Actually that data is accessed as CUDA float4 vector type inside the device side (search for float4* vertices;) and should have better be defined as float4 type in the host as well, but only the xyz-components of these vertices are used inside the closest hit program. Search for this code:

    const float3 v0   = make_float3( rt_data->vertices[ vert_idx_offset+0 ] );
    const float3 v1   = make_float3( rt_data->vertices[ vert_idx_offset+1 ] );
    const float3 v2   = make_float3( rt_data->vertices[ vert_idx_offset+2 ] );

(Sidenote: When defining points in as 4D homogeneous coordinates to allow for easier matrix transformations, the fourth w-component is normally set to 1.0f, but in this case only the xyz-components are ever used inside the device programs.)

I consider the following as special case and most scenes are setup differently!

There are four different materials inside the Cornell Box scene: Red, green, grey and the light.
Look for g_emission_colors and g_diffuse_colors in the code.

To be able to assign a different material to each individual triangles in a single GAS there need to be multiple shader binding table (SBT) entries for such a GAS.
Another method would be to have multiple GAS with each containing the triangles with the same material, but that requires instances inside an instance acceleration structure (IAS) on top referencing these GAS to place them into the scene. Then that top level IAS is the root traversable for the raytracing launch.
You should use such a structure later when you build more complex scenes like in your picture. The chair could be defined only once and then instanced four times into the scene for example. That saves memory, is faster to setup, and similarly efficient to ray trace.

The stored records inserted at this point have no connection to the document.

PR #184, opened 2026-05-22
chore: add pre-commit config with black hook

r-marques:
## Summary

Wires [black](https://black.readthedocs.io) into a local pre-flight check via [pre-commit](https://pre-commit.com) so unformatted code can't reach CI. Today only `.github/workflows/lint.yml` catches the violation, which means push → red CI → fix → push again. A pre-commit hook gates the local `git commit` instead.

## Changes

- **`.pre-commit-config.yaml`** with a `repo: local` black hook that calls `poetry run black`. **`pyproject.toml` (`black = "^26.1.0"`) is the single source of truth** for the black version; no separate pin in the pre-commit config that could drift.
- **`pre-commit` added to the test dep group** so `poetry install` is the only setup needed before `pre-commit install`.
- **`.github/workflows/lint.yml` rewritten** to install deps via poetry (`--no-root`) and run `poetry run pre-commit run --all-files --show-diff-on-failure` instead of `psf/black@stable`. Same black version, same hook config, locally and in CI.
- **README** gets a "Development" section with the per-clone install steps AND the optional global-git-template trick (`pre-commit init-templatedir ~/.git-template`) that wires the hook automatically on every fresh clone — no per-repo `pre-commit install` step needed.
- **CLAUDE.md** "Always Format Before Committing" section rewritten to point at the new pre-commit flow. The existing rule already said black was required on every commit; this just makes the rule enforceable mechanically.

## Test plan

- [x] `poetry lock && poetry install --extras "strands langchain"` resolves clean; pre-commit 4.6.0 installed.
- [x] `poetry run pre-commit run --all-files` reports `Passed` on all 145 Python files using `poetry run black`.
- [x] `poetry run black --check .` still passes (unchanged).
- [x] Full unit suite still green (`poetry run pytest tests/unit/` → 446/446 pass).
- [ ] CI on this PR confirms the new workflow runs end-to-end on GitHub Actions.

## Motivation

Rodolphe flagged "black is failing. make sure to always run black before commiting" on payments-py PR #183 (`feat/langchain-helpers`). The fix was a one-line reformat but the round-trip is what we're trying to eliminate. The pre-commit framework is the standard Python solution; the `repo: local` setup keeps `pyproject.toml` as the single black-version pin.

### DIFF
--- a/.pre-commit-config.yaml
+++ b/.pre-commit-config.yaml
@@ -1,6 +1,10 @@
 # Pre-commit hooks for the Nevermined Payments Python SDK.
 #
-# To enable locally, install pre-commit (it's already in the test
+# The black hook below is a `local` hook that calls `poetry run black`, so
+# the black version comes from pyproject.toml (currently ^26.1.0). That is
+# the single source of truth — both this hook and CI use it.
+#
+# To enable locally, install the project (pre-commit ships in the test
 # dependency group) and wire the git hook once per clone:
 #
 #     poetry install
@@ -13,11 +17,13 @@
 #     git config --global init.templateDir ~/.git-template
 #     pre-commit init-templatedir ~/.git-template
 #
-# CI runs `pre-commit run --all-files` to enforce the same rules.
+# CI runs `poetry run pre-commit run --all-files` and enforces the same rules.
 
 repos:
-  - repo: https://github.com/psf/black
-    rev: 26.5.1
+  - repo: local
     hooks:
       - id: black
-        language_version: python3
+        name: black
+        entry: poetry run black
+        language: system
+        types: [python]
--- a/.pre-commit-config.yaml
+++ b/.pre-commit-config.yaml
@@ -17,6 +17,14 @@
 #     git config --global init.templateDir ~/.git-template
 #     pre-commit init-templatedir ~/.git-template
 #
+# Note: the global template installs the hook script on clone, but you
+# still need to run `poetry install` once per clone before the first
+# commit — otherwise the hook errors with `poetry: command not found`.
+#
+# `pre-commit autoupdate` is a no-op for the `repo: local` hook below —
+# the black version is sourced from pyproject.toml. Bump it via
+# `poetry update black` instead.
+#
 # CI runs `poetry run pre-commit run --all-files` and enforces the same rules.
 
 repos:
--- a/.pre-commit-config.yaml
+++ b/.pre-commit-config.yaml
@@ -1,0 +1,23 @@
+# Pre-commit hooks for the Nevermined Payments Python SDK.
+#
+# To enable locally, install pre-commit (it's already in the test
+# dependency group) and wire the git hook once per clone:
+#
+#     poetry install
+#     poetry run pre-commit install
+#
+# Alternatively, set up pre-commit's git template once on your machine so
+# every fresh clone gets the hook wired automatically — no per-repo step:
+#
+#     pipx install pre-commit
+#     git config --global init.templateDir ~/.git-template
+#     pre-commit init-templatedir ~/.git-template
+#
+# CI runs `pre-commit run --all-files` to enforce the same rules.
+
+repos:
+  - repo: https://github.com/psf/black
+    rev: 26.5.1
+    hooks:
+      - id: black
+        language_version: python3
--- a/pyproject.toml
+++ b/pyproject.toml
@@ -47,6 +47,7 @@ a2a-sdk = {version = "^0.3.1", extras = ["http-server"]}
 uvicorn = "^0.31.1"
 pytest-rerunfailures = "^14.0.0"
 langgraph = "^0.6.0"
+pre-commit = "^4.0.0"
 
 [build-system]
 requires = ["poetry-core"]
--- a/pyproject.toml
+++ b/pyproject.toml
@@ -5,6 +5,9 @@ description = ""
 authors = ["enrique <enrique@nevermined.io>", "Charly López <charly@nevermined.io>"]
 readme = "README.md"
 packages = [{include = "payments_py"}]
+# poetry.lock is on lock-version 2.1; Poetry 1.x cannot read it. Surface the
+# requirement upfront so contributors on older Poetry see a clear error.
+requires-poetry = ">=2.1"
 
 [tool.poetry.dependencies]
 python = "^3.10"
--- a/.github/workflows/lint.yml
+++ b/.github/workflows/lint.yml
@@ -11,10 +11,10 @@ jobs:
         with:
           python-version: "3.11"
       - name: Install Poetry
-        run: pip install poetry
+        run: pip install "poetry>=2.1,<3"
       - name: Check poetry.lock is in sync with pyproject.toml
         run: poetry check --lock
       - name: Install dependencies
-        run: poetry install --no-interaction --no-root
+        run: poetry install --no-interaction --no-root --only main,test
       - name: Run pre-commit
         run: poetry run pre-commit run --all-files --show-diff-on-failure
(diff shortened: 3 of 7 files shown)


pyproject.toml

More information about how the materials are assigned per primitive in this optixPathTracer example here:
https://forums.developer.nvidia.com/t/how-to-index-stb-record-in-each-optixbuildinput-in-optix7/181300/2

Just to set expectations straight, it would take me much longer to explain how 3D graphics and OptiX work, than to implement what you’ve asked for.
If there are specific OptiX questions which are not explained by working through the OptiX Programming Guide and all examples you can find, then feel free to ask these specific questions here. Everything else like the coordinate space things above are too fundamental for this developer forum.